Syllable-based automatic arabic speech recognition in noisy-telephone channel

  • Authors:
  • Mohamed Mostafa Azmi;Hesham Tolba;Sherif Mahdy;Mervat Fashal

  • Affiliations:
  • Elect. Eng. Dept., Alexandria Higher Institute of Engineering, Alexandria University, Alexandria, Egypt;Elect. Eng. Dept., Faculty of Engineering, Alexandria University, Alexandria, Egypt;IT Dept., Faculty of Information Technology, Cairo University, Alexandria, Egypt;Phonetics Dept., Faculty of Arts., Alexandria University, Alexandria, Egypt

  • Venue:
  • WSEAS Transactions on Signal Processing
  • Year:
  • 2008

Quantified Score

Hi-index 0.00

Visualization

Abstract

The performance of well-trained speech recognizers using high quality full bandwidth speech data is usually degraded when used in real world environments. In particular, telephone speech recognition is extremely difficult due to the limited bandwidth of transmission channels. In this paper, we concentrate on the telephone recognition of Egyptian Arabic speech using syllables. Arabic spoken digits were described by showing their constructing phonemes, triphones, syllables and words. Speaker-independent hidden markov models (HMMs)-based speech recognition system was designed using Hidden markov model toolkit (HTK). The database used for both training and testing consists from forty-four Egyptian speakers. In clean environment, experiments show that the recognition rate using syllables outperformed the rate obtained using monophones, triphones and words by 2.68%, 1.19% and 1.79% respectively. Also in noisy telephone channel, syllables outperformed the rate obtained using monophones, triphones and words by 2.09%, 1.5% and 0.9% respectively.
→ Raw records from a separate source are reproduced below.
PR #11483, opened 2024-02-02
fix issue with responses falsely showing as human graded on diagnostic and connect cms

emilia-friedberg:
## WHAT
Fix issue with responses falsely showing as human graded on diagnostic and connect cms by using the logic we had in Grammar for all of the apps.

## WHY
We don't want responses that are actually algorithm-matched to show up as human-matched just because they have an empty `<br />` feedback string or something. Elsewhere, the standard we use is around having a boolean value for `optimal`, not `feedback`, so it makes sense to be consistent here.

## HOW
Just pull the logic we were using for Grammar into the "/Shared" bundle, use it everywhere, and get rid of the old files.

Note: I *think* this is the root of the problem from my testing, but I'm not 100% sure because the bug is inconsistent. I thought it might be coming from a difference in the `GradedResponses` `MaterializedView` and the actual `Responses` table in the CMS, but testing didn't really bear that out. If we're still seeing the issue after this fix goes out, I'll take another look at that.

### Screenshots

### Notion Card Links
https://www.notion.so/quill/Rematch-not-working-properly-in-Diagnostic-CMS-5d2c646290c44cb083b31d4796b0ce1e?pvs=4

PR Checklist | Your Answer
------------ | -------------


anathomical (approved):
Love the consolidation.

cissyxyu (approved):

eadams17 (approved):

PR #11484, opened 2024-02-02
send pusher notification to frontend when rematching finishes

emilia-friedberg:
## WHAT
Update the CMS and various app frontends to use Pusher to show an alert when rematching has completed for a given question.

## WHY
Currently there is no indication on the frontend that rematching has completed, leaving our team members unsure about how long the process takes.

## HOW
Update the rematching workers to send a pusher notification to the frontend when the last worker completes, and update the frontend to show an alert when it receives that pusher notification.

### Screenshots
Screenshot 2024-02-02 at 1 32 43 PM

### Notion Card Links
https://www.notion.so/quill/Rematch-Responses-Button-is-not-working-in-the-Diagnostic-Connect-or-Grammar-CMSs-af7035355e2d424bba263cd66fd69ec0?pvs=4

PR Checklist | Your Answer
------------ | -------------
Have you added and/or updated tests? |  (YES


services/QuillCMS/app/workers/rematch_response_worker.rb
```diff
@@ -21,13 +21,17 @@ class RematchResponseWorker
...
-  def perform(response_id, question_type, question_hash, reference_response_ids)
+  def perform(response_id, question_type, question_hash, reference_response_ids, options)
     response = Response.find_by(id: response_id)
     return unless response
 
     reference_responses = Response.where(id: reference_response_ids).to_a
 
     rematch_response(response, question_type, question_hash, reference_responses)
+
+    return unless options['fire_pusher_alert']
```
happythenewsad: changing this line to 

`return unless options['fire_pusher_alert'] && options['question_key']`

removes an edge case where we inadvertently send Pusher events with a null question ID

happythenewsad (approved):

services/QuillCMS/spec/workers/rematch_response_worker_spec.rb
```diff
@@ -128,16 +129,19 @@
         create(:response, params)
       end
     end
+    let(:options) { { 'fire_pusher_alert' => true, 'question_key' => 'some_question_key'} }
```
anathomical: Minor suggestion, but I'd be tempted to have an earlier `let(:question_key) { 'some_question_key}` and then have `'question_key' => question_key` here.  That way you can refer to `question_key` as a variable in your expectation below rather than typing the string literal again and risk that getting messed up somehow.

services/QuillCMS/app/workers/rematch_response_worker.rb
```diff
@@ -21,13 +21,17 @@ class RematchResponseWorker
...
     response = Response.find_by(id: response_id)
     return unless response
 
     reference_responses = Response.where(id: reference_response_ids).to_a
 
     rematch_response(response, question_type, question_hash, reference_responses)
+
+    return unless options['fire_pusher_alert'] && options['question_key']
+
+    RematchingFinished.run(options['question_key'])
```
anathomical: Minor note: the way that this is structured, if there's an error in `RematchingFinished.run` (like, say, Pusher API is down or something), that'll cause this entire job to be put into the retry queue.  So the `rematch_response` function will get called on this specific response again.

The way around this would be to put `RematchingFinished` logic into its own independent worker, and just have this job enqueue that job when it needs to.  That said, I think that the rematch for a single response should be fast enough that if we end up re-running one of them because of a Pusher error, it wouldn't be the end of the world, so it may not be worth refactoring this from a practical perspective even if it would be "better".

anathomical (approved):
A comment about how possible extra work that could be done if a worker errors, but I don't know that it necessarily needs to be fixed.

services/QuillCMS/app/workers/rematch_response_worker.rb
emilia-friedberg: Thanks for flagging, @anathomical. I agree that I think repeating one rematch is pretty low-stakes, but I will keep that approach in mind for the future.

emilia-friedberg: Thanks, @anathomical. I agree that having one rematch job rerun is probably pretty low-stakes, but since it's an easy change I'll go ahead and make it.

Comparative experiments have indicated that the use of syllables as acoustic units leads to an improvement in the recognition performance of HMM-based ASR systems in noisy environments. A syllable unit spans a longer time frame, typically three phones, thereby offering a more parsimonious framework for modeling pronunciation variation in spontaneous speech. Moreover, syllable-based recognition has relatively smaller number of used units and runs faster than word-based recognition.